Hallo Silent. In der Dezemberausgabe die es im November zu kaufen gibt wird ein Bericht über das 24h Rennen in Duisburg stehen. Uber den Umfang und den Inhalt kann ich nichts genaues sagen. Im letzten Jahr mußten wir auch ein bißchen länger warten auf den Bericht. Ist natürlich schon ein bißchen spät. Aber besser spät als garnicht. 
Glückwunsch zum Sieg.


----------



## Joscha (14. September 2006)

mh seite 4 oder 5 in der september ausgabe? hab nichts gefunden, naja muss ich nochmal gucken beim kiosk


----------



## robert_muc (14. September 2006)

Hallo Elli

Wir fahren auch ein vierer Team, allerdings beim 24std Rennen in münchen 
Schick mir eine Email an [email protected]
dann kann ich dir eine Excelliste senden wie wir immer fahren, 

Gruß
Robert 
www.mtb-munich.de


----------



## robert_muc (15. September 2006)

Hallo Elli
so fahren wir in unserem vierer Team
wir teilen uns auf so das zwei sich nach lust und laune abwechseln können
So bekommt jeder genug pause und schlaf und wenn man sich innerhalb des zweier teams alle 2-4 Runden abwechselt fährt der körper nicht ganz runter.
wenn Ihr jede Stunde wechselt sind das nach jedem einsatz 3std pause sowas würde ich kardiotraining nennen.
Den fehler hatten wir im letzten jahr gemacht gegen 8 uhr waren wir alle fix und fertig .... und der Rest des Rennens bis um 13Uhr war eine Qual

Uhrzeit	Team 1	Team 2
13	1
14	2
15	2
16	1
17	1
18	2
19	2
20	2
21	1
22	1
23	1
24	1
1	1
2	2
3	2
4	2
5	2
6	2
7	1
8	1
9	1
10	2
11	2
12	1
13

Gruß
Robert


----------



## Metzkergiga4u (16. September 2006)

Könte es sein das du ein wenig spät dran bist mit dem Plan?


----------



## MTB-News.de




----------



## Felixxx (16. September 2006)

Wer lesen kann ist klar im Vorteil


----------



## Metzkergiga4u (16. September 2006)

Auf jeden, nur kann ich den vorteil auf meinem Konto verbuchen.


----------



## Felixxx (16. September 2006)

Hast Recht - zu dem Zeitpunkt hat elli bereits die ersten Runden in der Eifel gedreht.
Nichts für ungut, Felixxx


----------



## robert_muc (17. September 2006)

öhhhmmm wenn elli am Freitag nacht noch mails gelesen hat war der plan noch nicht zu spät ... wochenende geht bei mir ab samstag los ... also am 16.  ..... ansonsten ihr pech wenn die wirklich jede stunde wechseln wollen


----------



## Silent (17. September 2006)

robert_muc schrieb:


> ansonsten ihr pech wenn die wirklich jede stunde wechseln wollen


Wieso Pech?
Kommt ja schließlich auch ein wenig auf die Ambitionen an welche man für das Rennen hat.
Wenn sie es locker angehen wollen ist es doch gar nicht so schlecht stundenweise zu wechseln.

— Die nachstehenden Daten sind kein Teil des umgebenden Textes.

PR #2288, opened 2026-07-26
AADACL3: drop the one failure_modes divergence #2286 left behind

cmungall:
Follow-up to #2286, which harmonised the `GO:0016787` treatment across AADACL2/3/4.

Ansonsten kommt es meist sowieso anders als man plant


----------



## Silent (17. September 2006)

md-hammer schrieb:


> Hallo Silent. In der Dezemberausgabe die es im November zu kaufen gibt wird ein Bericht über das 24h Rennen in Duisburg stehen. Uber den Umfang und den Inhalt kann ich nichts genaues sagen. Im letzten Jahr mußten wir auch ein bißchen länger warten auf den Bericht. Ist natürlich schon ein bißchen spät. Aber besser spät als garnicht.
> Glückwunsch zum Sieg.


Ich halte es denoch für sehr Arm das sie so lange brauchen m einen Bericht zu schreiben.
4 Monate nach einem Rennen braucht es eigentlich gar keiner Berichterstattung mehr. Sowas sollte Zeitnah sein. 
Fußballberichte schaust ja auch am Samstagabend an und nicht 4 Monate nach Saisonende 

Danke für die Glückwünsche


----------



## sunflowerbiker (17. September 2006)

Silent schrieb:


> Wieso Pech?
> Kommt ja schließlich auch ein wenig auf die Ambitionen an welche man für das Rennen hat.
> Wenn sie es locker angehen wollen ist es doch gar nicht so schlecht stundenweise zu wechseln.
> 
> Ansonsten kommt es meist sowieso anders als man plant



Wir haben in Duisburg alle 2 Runden also zwischen 34 und 38 min gewechselt, und ich weiß nicht ob wir mit wenig Ambitionen unterwegs waren, wir waren glaub ich nicht sooo langsam.

Gruß SFB

Bis München


----------



## Der böse Wolf (18. September 2006)

robert_muc schrieb:


> öhhhmmm wenn elli am Freitag nacht noch mails gelesen hat war der plan noch nicht zu spät ... wochenende geht bei mir ab samstag los ... also am 16.  ..... ansonsten ihr pech wenn die wirklich jede stunde wechseln wollen



Nur daß das 24h Rennen am Nürburgring schon am Freitag um 18:30h angefangen hat


----------